YOUR TASK:
A single number is needed: how many lines of the data hold the word "const".

DATA TO EXAMINE:
PR #556, opened 2020-10-04
Keyboard Shortcuts

yuval-hazaz:
Use Ctrl/Command+Enter on modals to submit-
- [x] New App
- [x] New Entity
- [x] Commit
- [x] Build

Use Ctrl/Command+Shift+G to navigate to "Pending Changes"

### DIFF
--- a/packages/amplication-client/src/App.tsx
+++ b/packages/amplication-client/src/App.tsx
@@ -1,5 +1,7 @@
 import React, { useEffect } from "react";
 import { Route, Switch, useHistory } from "react-router-dom";
+import { configure } from "react-hotkeys";
+
 import ApplicationLayout from "./Application/ApplicationLayout";
 import Login from "./User/Login";
 import Signup from "./User/Signup";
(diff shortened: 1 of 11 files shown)


packages/amplication-client/src/App.tsx
```diff
@@ -1,5 +1,7 @@
 import React, { useEffect } from "react";
 import { Route, Switch, useHistory } from "react-router-dom";
+import { configure } from "react-hotkeys";
```
iddan, line 3: It would be more clear with namespace import
```suggestion
import * as reactHotkeys from "react-hotkeys";
```

packages/amplication-client/src/Application/NewApplication.tsx
```diff
@@ -47,6 +48,10 @@ const FORM_SCHEMA = {
 };
 const CLASS_NAME = "new-application";
 
+const keyMap = {
+  SUBMIT: ["ctrl+enter", "command+enter"],
+};
```
iddan, line 53: This keyMap seems to reappear in multiple files. Please share the code.

packages/amplication-client/src/Application/NewApplication.tsx
```diff
@@ -103,30 +108,35 @@ const NewApplication = () => {
         isInitialValid={false}
       >
         {(formik) => {
+          const handlers = {
+            SUBMIT: formik.submitForm,
+          };
           return (
             <Form>
```
iddan, line 115: Since this code repeats, maybe it's better to create a component that wraps Form and HotKeys together.

iddan (approved):
A few small comments, please fix retroactively

packages/amplication-client/src/Application/NewApplication.tsx
yuval-hazaz: #573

EXERCISE SOLUTION:
5